O Grande ABC não pode perder a oportunidade histórica que se lhe apresenta, com a virtual vitória de Lula da Silva, para articular-se coletivamente sob a essência conceitual de capital social. Sim, só faltava o Complexo de Gata Borralheira ganhar forma de monolítica indestrutibilidade e, mesmo com um presidente da República oriundo de São Bernardo, a região mostrar-se incapaz de gestões que a retirem do estado de letargia institucional interna e de descaso político-administrativo externo.
Em resumo, chegou a hora de o Grande ABC virar República do ABC, no sentido redentor da expressão. Se continuar faltando competência para articulações e interlocuções produtivas, é melhor fechar as portas não para balanço -- porque para isso estão fechadas há muito tempo -- mas para regime falimentar.
Não serão simplesmente a efetiva vitória de Lula da Silva e a ascensão de várias lideranças petistas locais que colocarão o Grande ABC necessariamente na rota de interesse pleno de que prescinde para sair do buraco em que o governo Fernando Henrique Cardoso nos meteu. O buraco é muito mais embaixo.
Independentemente de matizes ideológicas, partidárias e institucionais, o Grande ABC não pode deixar escapar a possibilidade de, finalmente, ser ouvido em Brasília. Mas ouvido com qualidade. Não pode desperdiçar munição de atendimento com merrecas, com assistencialismo barato, com penduricalhos comuns em repúblicas de bananas regionais e que se transformam em lamentável currículo de deputados provincianos apresentados em períodos eleitorais.
Dificuldades e institucionalidade
As dificuldades que se colocam para o desenvolvimento econômico e social do Grande ABC são muito maiores do que a soma de virtudes de movimentos sociais, econômicos, políticos e culturais que essa fragmentada área de sete municípios oferece individual e coletivamente.
O Grande ABC -- essa verdade precisa ser expressa com todas as letras para que não haja a menor dúvida sobre a dimensão do problema -- não está preparado institucionalmente para fazer do governo Lula da Silva a alavanca de recuperação de parte das riquezas que o governo FHC lhe subtraiu com política macroeconômica de desprezo olímpico às realidades regionais.
Em linhas gerais isso significa que não tivemos capacidade de reação coletiva, nas mais diferentes organizações, para obstar o genocídio empresarial e social cometido pelo governo federal ao longo da última década.

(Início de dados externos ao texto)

PR #127, opened 2021-01-13
Refactored PatchTag

chhex:
@apgsga-jhe  As discussed

I moved the PatchTag field to DbPatch resp Service. 
To minimize the Change for BuildPipelineParameter, i only introduced one new field: 

`    String dbPatchTag;`

To consider : Use DbPatch Object in BuildPipelineParameter instead of 

```
    List<String> dbObjectsAsVcsPath;
    String dbPatchBranch;
    String dbPatchTag;
    List<DbObject> dbObjects;
```

I also refactored Patch and  Service to use the with Pattern for updatable attributes. 
And i removed some unused (old) testdata. 

TODO : Adopt Pipeline accordingly, after Review.


apg-patch-service-core/src/main/java/com/apgsga/microservice/patch/core/impl/PatchSetupTask.java
```diff
@@ -5,7 +5,6 @@
 import com.apgsga.microservice.patch.api.*;
```
chhex, line 5: @apgsga-jhe Here we are simply updateing the Patch Object Graph now, instead of creating a copied Graph.

apg-patch-service-core/src/main/java/com/apgsga/microservice/patch/core/impl/jenkins/TaskStartBuildPipeline.java
```diff
@@ -25,21 +25,19 @@
     private final String jenkinsSshUser;
     private final JenkinsPipelinePreprocessor preprocessor;
     private final BuildParameter buildParameters;
-    private final String dbLocation;
```
chhex, line 28: dbLocation was used ... it deleted it.

apg-patch-service-core/src/main/java/com/apgsga/microservice/patch/core/impl/PatchSetupTask.java
```diff
@@ -39,40 +38,40 @@ private PatchSetupTask(CommandRunner jschSession, Patch patch, PatchPersistence
...
         try {
-            Patch patchWithResDep = resolveDependencies();
-            Integer lastTagNr = patchWithResDep.getTagNr();
+            resolveDependencies();
+            Integer lastTagNr = patch.getTagNr();
             Integer nextTagNr = lastTagNr + 1;
-            String patchBranch = patchWithResDep.getDbPatch().getDbPatchBranch();
-            String nextPatchTag = patchBranch + "_" + nextTagNr.toString();
-            LOGGER.info("Patch Setup Task started for patch " + patchWithResDep.getPatchNumber());
+            patch.withTagNr(nextTagNr);
```
apgsga-jhe, line 44: @chhex : I believe this could be done within the JavaService loop, similar to dbPatch.withPatchTag(nextTagNr)

apg-patch-service-core/src/main/java/com/apgsga/microservice/patch/core/impl/jenkins/TaskStartBuildPipeline.java
```diff
@@ -51,9 +49,9 @@ private String pipelineBuildParameterAsJson() {
                     .stageName(buildParameters.getStageName())
                     .successNotification(buildParameters.getSuccessNotification())
                     .errorNotification(buildParameters.getErrorNotification())
-                    .patchTag(patch.getPatchTag())
```
apgsga-jhe, line 54: @chhex : As you wrote, you'll adapt the pipeline once this will be merged. But I believe you'll need a "javaServicePatchTag" to be passed as part of the parameters to the pipeline.

apgsga-jhe (changes requested):
@chhex : Just added 2 comments, but otherwise, looking fine for me.

apg-patch-service-core/src/main/java/com/apgsga/microservice/patch/core/impl/jenkins/TaskStartBuildPipeline.java
chhex: @apgsga-jhe  Don't think i should , but will have to look at the Pipeline code. I assume that i can access the patchTag field transitively via Service object... naturally this requires the equivalent loop in the Pipeline code.

apgsga-jhe: @chhex : sounds good (y)

apg-patch-service-core/src/main/java/com/apgsga/microservice/patch/core/impl/PatchSetupTask.java
chhex: @apgsga-jhe  Not quite sure what you mean here. I thought we said that the TagNr is per Patch and not per DbPatch resp Services? So it shouldn't be in a loop. So this code simply sets the new tagNr. 
Ok, what could be done: 
` Integer nextTagNr = lastTagNr + 1;`
within the withTagNr method.
You meant that?

apgsga-jhe: @chhex : Oh sorry, yeah, you're calling withTagNr, and not withTagName .... All good, yes exactly, TagNr is per Patch. Then ... all good for me :)

apgsga-jhe (approved):

apg-patch-service-api/src/main/java/com/apgsga/microservice/patch/api/Patch.java
```diff
@@ -5,41 +5,45 @@
...
+    @Getter
     DBPatch dbPatch;
     @Builder.Default
+    @Getter
     List<String> dockerServices = Lists.newArrayList();
     @Builder.Default
+    @Getter
     List<Service> services = Lists.newArrayList();
 
+    public void nextTagNr() {
```
chhex, line 37: @apgsga-jhe  Yep, i inlined the increment Tag

apg-patch-service-core/src/main/java/com/apgsga/microservice/patch/core/impl/PatchSetupTask.java
chhex: @apgsga-jhe  I inlined the Tagnr incrementation, so now there is there is a nextTagNr function called.

apgsga-jhe: > @apgsga-jhe I inlined the Tagnr incrementation, so now there is there is a nextTagNr function called.

@chhex  : Perfect, cheers!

Seria aberração repetir o mesmo desatino agora com Lula da Silva. Simplesmente porque com FHC a interlocução jamais foi instalada, enquanto que com Lula da Silva a relação é compulsoriamente associativa.
Agendão produtivo
Por mais que os petistas tenham prioridade estratégica de relacionamento com o futuro presidente da República, o Grande ABC se mostrará incompetente como coletividade ecumênica se não conseguir somar forças e interesses às demandas lideradas pelos seguidores do eventual novo comandante da Nação. Com a institucionalidade regional em frangalhos, o melhor que se pode planejar nos momentos subsequentes ao triunfo de Lula da Silva é a conscientização de que o ressurgimento econômico e social da região decorrerá em larga escala da aproximação de agentes regionais para a produção de agendão sobre o qual se construirá estrutura de projetos pragmáticos e emergenciais.

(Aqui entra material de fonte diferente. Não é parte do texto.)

PR #134, opened 2021-02-10
IT-35965 / Clone pipeline

apgsga-jhe:
Provide possibility to start an onClone pipeline with specific parameters.

### DIFF
--- a/apg-patch-service-core/src/main/java/com/apgsga/microservice/patch/core/impl/SimplePatchContainerBean.java
+++ b/apg-patch-service-core/src/main/java/com/apgsga/microservice/patch/core/impl/SimplePatchContainerBean.java
@@ -346,6 +346,25 @@ public class SimplePatchContainerBean implements PatchService, PatchOpService {
 	}
 
 	@Override
+	public void startOnClonePipeline(OnCloneParameters parameters) {
+		LOGGER.info("Starting onClone pipeline with following parameter: " + parameters.toString());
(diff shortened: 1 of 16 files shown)


apg-patch-service-core/src/main/java/com/apgsga/microservice/patch/core/impl/jenkins/OnDemandPipelineParameter.java
```diff
@@ -16,7 +16,6 @@
 
     String patchNumber;
     String target;
-    String patchTag;
```
apgsga-jhe, line 19: This one was actually unused

apg-patch-service-core/src/main/java/com/apgsga/microservice/patch/core/impl/SimplePatchContainerBean.java
```diff
@@ -345,6 +345,25 @@ public void startOnDemandPipeline(OnDemandParameter parameters) {
 		jenkinsClient.startOnDemandPipeline(parameters);
 	}
 
+	@Override
```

O grande desafio do Grande ABC é superar a ausência do brilhante Celso Daniel, o melhor articulador regional de que já dispomos na esfera pública. É certo que, vivo estivesse, também estaria ausente da região, pelo menos na dimensão física necessária, porque comandaria um dos ministérios do governo Lula da Silva. Por mais paradoxal que possa parecer, a ausência do triprefeito de Santo André numa pós-eleição presidencial em que o Grande ABC se vê na cara do gol da sorte grande de finalmente ser enxergado como região-síntese desse País de contrastes, deverá proporcionar esforço adicional de outros agentes públicos, empresariais, sindicais e sociais para compensar o buraco que se abriu na institucionalidade regional.
Oportunidade especial
Essa expectativa está fundamentada na lógica de que o Grande ABC terá um mínimo de discernimento para entender a extensão da oportunidade que o novo quadro político-institucional do País poderá lhe proporcionar a partir de janeiro do ano que vem. Entretanto, não devemos acreditar em Papai Noel. As relações entre organizações privadas, públicas, governamentais e não-governamentais instaladas no Grande ABC são demasiadamente frágeis, para não dizer inexistentes. Não bastasse o distanciamento quase generalizado, acrescentam-se modelos corporativos atávicos, como é o caso analisado ontem neste espaço, relativo às diretorias do Ciesp (Centro das Indústrias do Estado de São Paulo). E de outros espectros institucionais, como a falsa bancada do Grande ABC na Assembléia Legislativa e na Câmara Federal.
Trocando em miúdos: os espaços que se abrem na provável administração de Lula da Silva não serão entregues simplesmente de bandeja só porque o eventual novo presidente e vários de seus assessores viveram na região; são espaços que precisarão ser conquistados. E conquista é algo que exige planejamento, estratégia, mobilização, monitoramento e prioridades temáticas.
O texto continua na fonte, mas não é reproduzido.